Побывала я вчера на "Ревизоре".
Вернулась и пишу.
Говорят (и не зря говорят), что спектакли, которые идут больше пяти лет, «устают». Я сама бывала свидетельницей подобных случаев. Сияющий на премьере и в первые годы существования, спектакль либо «тяжелел», либо «развинчивался». «Ревизор» на Малой Бронной - по крайней мере, вчерашний – по-моему, счастливое исключение.
По-моему, он не только не теряет «драйва», но и прибавляет. Причём это не сценические гэги ради гэгов («а вот дай-ка я щас сделаю так – и все засмеются!»), всё как-то слаженно, крепко и по делу. Меня всегда удивляло, как здорово вошли в не академический по форме спектакль совершенно «правильные», как будто из Малого театра или из «старого» БДТ, Ляпкин-Тяпкин – Геннадий Сайфулин и Почтмейстер – Виктор Лакирев. Это высекает такую яркую, живую искру! (И как замечательный Геннадий Сайфулин не боится, когда ошалевшие от страха чиновники подымают Ляпкина-Тяпкина ввысь под белы руки-ноги, чтобы «забросить» его к «ревизору» первым!)
И это Гоголь. Городок, одурелый от сна, как затянутое ряской болото. Чиновники, балансирующие на мостках – не это же ли и делают настоящие чиновники? Маленькие люди, пытающиеся возвыситься над болотом и встающие на ходули. На мой взгляд, это не «осовременивание», это абсолютно правомерные образы, а без образного мышления не бывает творчества. «Это Гоголь так написал?!» - изумился сидевший за мной мужчина, среагировав на одну из «вечных» реплик Городничего. «Ну конечно, Гоголь!» - отмахнулась его начитанная супруга, мол, подожди, не мешай слушать!

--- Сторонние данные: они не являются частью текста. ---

PR #318, opened 2020-07-24
Add optional ignore_dependencies parameter to install_module function

alanfryer:
Puppet Litmus is being used on servers that do not external access to the internet, we get errors when trying to run the Puppet Litmus Task **_install_module_**.  This ultimately executes _**puppet module install**_ to install the module which then looks to install module dependencies from Puppet Forge which fails.  To get around this we have tried using the Rake Task **_install_modules_from_directory_**, which also fails as this calls the module_install helper function as above, recusviely for all modules in the specified directory giving the same error.

I have added the optional parameter ignore_dependencies to the install_module function and the rake tasks that call it.  If the ignore_dependencies parameter is set to true then the switches --ignore-dependencies --force are added to the puppet module install command executed

### DIFF
--- a/lib/puppet_litmus/rake_helper.rb
+++ b/lib/puppet_litmus/rake_helper.rb
@@ -269,8 +269,9 @@ module PuppetLitmus::RakeHelper
   # @param target_node_name [String] the name of the target where the module should be installed
   # @param module_tar [String] the filename of the module tarball to upload
   # @param module_repository [String] the URL for the forge to use for downloading modules. Defaults to the public Forge API.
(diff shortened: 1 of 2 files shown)


adrianiurca:
Hi @alanfryer ,
I updated the rake_helper.rb file to resolve some rubocop offenses.

Kind regards,
@adrianiurca

daianamezdrea:
Hi @alanfryer, this looks good to me and I also "played" a little bit with your changes. Thank you for your contribution! Cheers!

PR #105, opened 2017-11-10
PRChecker: add flag `--warn-commits`.

cPhost:
Added flag `warn-commits` that defaults to 3.  Documented the flag in readme.

### DIFF
--- a/README.md
+++ b/README.md
@@ -57,7 +57,7 @@ Options:
   --repo, -r        GitHub repository of the PR                         [string]
   --file, -f        File to write the metadata in                       [string]
   --check-comments  Check for 'LGTM' in comments                       [boolean]
-  --warn-commits    Number of commits to warn              [number] [default: 3]
+  --max-commits     Number of commits to warn              [number] [default: 3]
   --help, -h        Show help                                          [boolean]
 ```
 
--- a/README.md
+++ b/README.md
@@ -56,7 +56,8 @@ Options:
   --owner, -o       GitHub owner of the PR repository                   [string]
   --repo, -r        GitHub repository of the PR                         [string]
   --file, -f        File to write the metadata in                       [string]
-  --check-comments  Check for 'LGTM' in comments                        [boolean]
+  --check-comments  Check for 'LGTM' in comments                       [boolean]
+  --warn-commits    Number of commits to warn              [number] [default: 3]
   --help, -h        Show help                                          [boolean]
 ```
 
--- a/lib/pr_checker.js
+++ b/lib/pr_checker.js
@@ -29,10 +29,10 @@ class PRChecker {
    * @param {{}} cli
    * @param {PRData} data
    */
-  constructor(cli, data) {
+  constructor(cli, data, argv) {
     this.cli = cli;
     const {
-      pr, reviewers, comments, reviews, commits, collaborators, warnCommits
+      pr, reviewers, comments, reviews, commits, collaborators
     } = data;
     this.reviewers = reviewers;
     this.pr = pr;
@@ -43,7 +43,7 @@ class PRChecker {
     // the last review.
     this.reviews = reviews;
     this.commits = commits;
-    this.warnCommits = warnCommits;
+    this.argv = argv;
     this.collaboratorEmails = new Set(
       Array.from(collaborators).map((c) => c[1].email)
     );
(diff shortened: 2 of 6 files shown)


steps/metadata.js
```diff
@@ -35,6 +35,7 @@ module.exports = async function getMetadata(argv, cli) {
   cli.write(metadata);
   cli.separator();
 
+  data.warnCommits = argv.warnCommits;
   const checker = new PRChecker(cli, data);
```
joyeecheung: A better way to do this is just passing `argv` to the `PRChecker` constructor instead of passing them/monkey-patching them here and there...

cPhost: @joyeecheung done and added a test since, now can pass a flag.

test/unit/pr_checker.test.js
```diff
@@ -474,11 +489,40 @@ describe('PRChecker', () => {
...
         commits: simpleCommits,
         collaborators
-      });
+      }, argv);
 
       const status = checker.checkCommitsAfterReview();
       assert.deepStrictEqual(status, true);
     });
+
+    it('should print out three commits if passed NaN', () => {
```
joyeecheung: Shouldn't we test cases like `warnCommits: 0`?

joyeecheung: Also I am kinda curious if `warnCommits: -1`...should be `slice(1)`, which kinda make sense

README.md
```diff
@@ -56,7 +56,8 @@ Options:
   --owner, -o       GitHub owner of the PR repository                   [string]
   --repo, -r        GitHub repository of the PR                         [string]
   --file, -f        File to write the metadata in                       [string]
-  --check-comments  Check for 'LGTM' in comments                        [boolean]
+  --check-comments  Check for 'LGTM' in comments                       [boolean]
+  --warn-commits    Number of commits to warn              [number] [default: 3]
```
joyeecheung: On a second thought, maybe `--max-commits` otherwise this sounds like a boolean to turn on/off commit warning.

test/unit/pr_checker.test.js
cPhost: `maxCommits: -1` Would warn first commit after review and so on. `0` would warn all commits! which it should not. Here is what i am thinking...

```javascript
maxCommits = -maxCommits;
// In this case if negative number or zero was passed
// it should not warn out commits. mainly because it seems pretty 
// buggy to log first commits in case of negatives!
maxCommits = maxCommits > -1 ? commits.length : maxCommits;  
```

README.md
cPhost: Using `max-commits` flag now.

test/unit/pr_checker.test.js
cPhost: @joyeecheung updated as follows. if `0` is passed it should not log anything. if `-1` or any negative number convert it to positive, and if `NaN` in case of string is passed it shoule default to `3`.

cPhost:
CI looks Green:
https://travis-ci.org/nodejs/node-core-utils/builds/301146913
https://ci.appveyor.com/project/joyeecheung/node-core-utils/build/168.$%7Bpatch%7D

test/unit/pr_checker.test.js
```diff
@@ -510,11 +556,63 @@ describe('PRChecker', () => {
...
 
       const status = checker.checkCommitsAfterReview();
       assert.deepStrictEqual(status, true);
     });
+
+    it('should log as expected if passed 1 as flag', () => {
+      const { commits, reviews } = moreThanThreeCommitsAfterReview;
+      const expectedLogs = {
+        warn: [
+          [ '4 commits were pushed since the last review, ' +
```
joyeecheung: Can we just make it

```
Commits pushed since the last review:
- foo: bar
- quo: qux
- bar: foo
...(use `--max-commits ${totalLength}` to see the full list of commits)
```

cPhost: Sure, i think its a good idea.

cPhost: @joyeecheung changed it.

lib/pr_checker.js
```diff
@@ -210,19 +212,22 @@ class PRChecker {
...
-        afterCommits.slice(-3)
+        let sliceLength = maxCommits === 0 ? totalCommits : -maxCommits;
+        afterCommits.slice(sliceLength)
           .forEach(commit => {
             cli.warn(`- ${commit.messageHeadline}`);
           });
+
+        if(totalCommits > maxCommits) {
+          let infoMsg = '...(use `' +
+            `--warn-commits ${totalCommits}` +
```
joyeecheung: This should be `--max-commits`..

cPhost:
Appveyor: https://ci.appveyor.com/project/joyeecheung/node-core-utils/build/201.master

И верно. «Да если спросят, отчего не выстроена церковь при богоугодном заведении, на которую назад тому пять лет была ассигнована сумма, то не позабыть сказать, что начала строиться, но сгорела. Я об этом и рапорт представлял. А то, пожалуй, кто-нибудь, позабывшись, сдуру скажет, что она и не начиналась».

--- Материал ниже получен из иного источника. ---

PR #110, opened 2017-11-14
lib: add request-v3, for GitHub API v3 support

cPhost:
We can use this whenever we need it. Let me know if you think there should a diffrent name for this.

### DIFF
--- a/lib/request-v3.js
+++ b/lib/request-v3.js
@@ -1,0 +1,43 @@
+'use strict';
+
+const rp = require('request-promise-native');
+
+// create a valid user agent required by GitHub API v3,
+const userAgent =
+  'node-core-utils/v1 (https://github.com/nodejs/node-core-utils)';
+
+class Request {
+  constructor(credentials) {
+    // GitHub API v3 does not require authorization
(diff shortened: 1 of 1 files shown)


targos:
I think we should use a library like https://github.com/octokit/node-github (it supports promises) for API v3 calls.

cPhost:
@targos that would be good idea if this whole repo was on v3 but it based on v4 it just required for one functionality or maybe some in feature.

apapirovski:
I think... I tend to agree with @targos here. Using `node-github` means we don't need to worry about testing some of that stuff and it allows us to easily expand functionality in the future, as opposed to refactoring everything when we suddenly need it at a later time.

Tiriel:
I do agree too. For now we need only for one thing, but I think we're doomed to have more uses for it later unless GitHub implements new nodes in the Graph API.

I think adding the `node-github` package would be a safe bet now.

joyeecheung:
A few thoughts:

1. We can just put a v3 method/property on the `Request` class in `lib/request.js`.
2. I tend to agree with @targos , we can instantiate the node-github client in `Request` and expose it as `request.v3`

PR #126, opened 2017-11-25
checkCI: log out CI status of a PR.

cPhost:


lib/pr_checker.js
```diff
@@ -249,10 +252,30 @@ class PRChecker {
...
+        switch (status.state) {
+          case EXPECTED:
+          case PENDING:
+            cli.warn('CI test results are still pending');
+            break;
+          case SUCCESS:
+            cli.info('All CI tests are successful');
+            break;
+          case FAILURE:
+            cli.warn('Some or all CI tests seems to be failing or flasky');
```
joyeecheung: Nit: `s/seems/seem/`, `s/flasky/flaky/`

lib/pr_checker.js
```diff
@@ -249,10 +252,30 @@ class PRChecker {
...
+            break;
+          case ERROR:
+            cli.error('CI testing seems to be error out');
```
joyeecheung: I would prefer a description like `CI tests have failed.`

lib/pr_checker.js
cPhost: After thinking about it like a brief message for case `FAILURE` because the goal was if the ci is all green they do not have to go and check the CI but when it is `FAILURE` it either because of flasky or unrelated error so i think this should work:
`CI tests have some failures, perhaps maybe unrelated or flasky error.`

lib/pr_checker.js
cPhost: done.

cPhost:
Closing this since the CI system does not seem to reliable yet...

PR #134, opened 2018-01-03
Show actual value in error message

tniessen:
The old code just displayed `[object Object]` instead of the actual argument.


joyeecheung:
Thanks for catching that!

Issue #137, opened 2018-01-04
Detect merged/closed PR


gibfahn:
Currently if you run get-metadata on a closed PR, you don't get an obvious indication that it's closed.

```bash
▶▶▶ get-metadata 17899                                                                                                                                                                                                                ~/wrk/com/node-core-utils (xdg-config✦)
✔  Done loading data for nodejs/node/pull/17899
----------------------------------- PR info ------------------------------------
Title   doc: remove x86 from os.arch() options #17899
Author  gibfahn
Commits 1
Branch  gibfahn:process-arch -> nodejs:master
Labels  doc
------------------------------ Generated metadata ------------------------------
PR-URL: https://github.com/nodejs/node/pull/17899
Reviewed-By: Ben Noordhuis <info@bnoordhuis.nl>
Reviewed-By: Luigi Pinca <luigipinca@gmail.com>
Reviewed-By: Anatoli Papirovski <apapirovski@mac.com>
Reviewed-By: James M Snell <jasnell@gmail.com>
Reviewed-By: Colin Ihrig <cjihrig@gmail.com>
Reviewed-By: Tiancheng "Timothy" Gu <timothygu99@gmail.com>
Reviewed-By: Daniel Bevenius <daniel.bevenius@gmail.com>
--------------------------------------------------------------------------------
✔  Requested Changes: 0
✔  Approvals: 7, 3 from TSC (jasnell, cjihrig, danbev)
⚠  Commits were pushed since the last review:
⚠  - doc: remove x86 from os.arch() options
ℹ  Last Full CI on 2018-01-03T22:59:42Z: https://ci.nodejs.org/job/node-test-commit/15215/
⚠  Commits were pushed after the last Full CI run:
⚠  - doc: remove x86 from os.arch() options
```

It should probably be made clear that the PR is closed.

tniessen:
Would a warning suffice or should this be an error?

gibfahn:
>Would a warning suffice or should this be an error?

I'm not sure, I was thinking that a non-zero exit code would be useful if you were scripting this, but I haven't actually scripted it so I'm not sure...

I was also thinking that maybe it shouldn't generate metadata, but again, there may be use-cases where you actually want to get metadata for closed PRs, so IDK about that either.

Basically IDK, that's why I opened this as an issue, to see what people think 😁 .

Maybe just a big 🔴 would be adequate.

joyeecheung:
[...]

PR #138, opened 2018-01-04
Warn if PR if closed or merged

cPhost:
Fixes: https://github.com/nodejs/node-core-utils/issues/137

### DIFF
--- a/test/unit/pr_checker.test.js
+++ b/test/unit/pr_checker.test.js
@@ -25,7 +25,9 @@ const {
   firstTimerPR,
   firstTimerPrivatePR,
   semverMajorPR,
-  conflictingPR
+  conflictingPR,
+  closedPR,
+  mergedPR
 } = require('../fixtures/data');
 
 const argv = { maxCommits: 3 };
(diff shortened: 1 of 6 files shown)


test/unit/pr_checker.test.js
```diff
@@ -800,4 +806,74 @@ describe('PRChecker', () => {
...
+      const checker = new PRChecker(cli, options, argv);
+      const status = checker.checkPRState();
+      assert.strictEqual(status, false);
+      cli.assertCalledWith(expectedLogs);
+    });
+
+    it('should warn if PR is merged', () => {
+      const expectedLogs = {
+        warn: [
+          [ 'This PR is merged' ]
```
tniessen: We use `[abc]` instead of `[ abc ]` (no spaces around brackets) in node.js core. Personally, I am not a fan of that convention, just note that this differs.

cPhost: Ah.., we do not have any lint rules for this and so we do have mixed up array with and without spaces.

joyeecheung: I think the current rule is: as long as you are being consistent, i.e. not something like `[ 'something']`, you are fine.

И вспомнился мне наш городни… тьфу ты, губернатор, «открывавший» недавно новую станцию метро. В назначенный день и час (чисто случайно накануне выборов) собрался народ, торжественно перерезали ленточку, губернатор сказал речь. И… всё. Дальше никого не пустили. Станция открыта, но входить туда нельзя. Тем более, ехать. Некоторое (неопределённое) время она будет работать «в тестовом режиме». Безопасность граждан превыше всего! Вот, пока тестируют. Выборы-то уже прошли, можно не торопиться. Можно только представить себе, какие там недоделки, и что выяснилось буквально за час до открытия. Хотела бы я послушать «монолог» нашего «городничего», которым он крыл своих подчинённых в приватном разговоре. ))) И это притом, что строится эта многострадальная станция двадцать (!) лет. Всё это было бы смешно… Но ведь и правда смешно! Люди и смеются. Потому что это – Гоголь. И какая разница, одеты ли чиновники во фраки или в костюмы от Hugo Boss. Это не важно. Гоголь – это не про кринолины.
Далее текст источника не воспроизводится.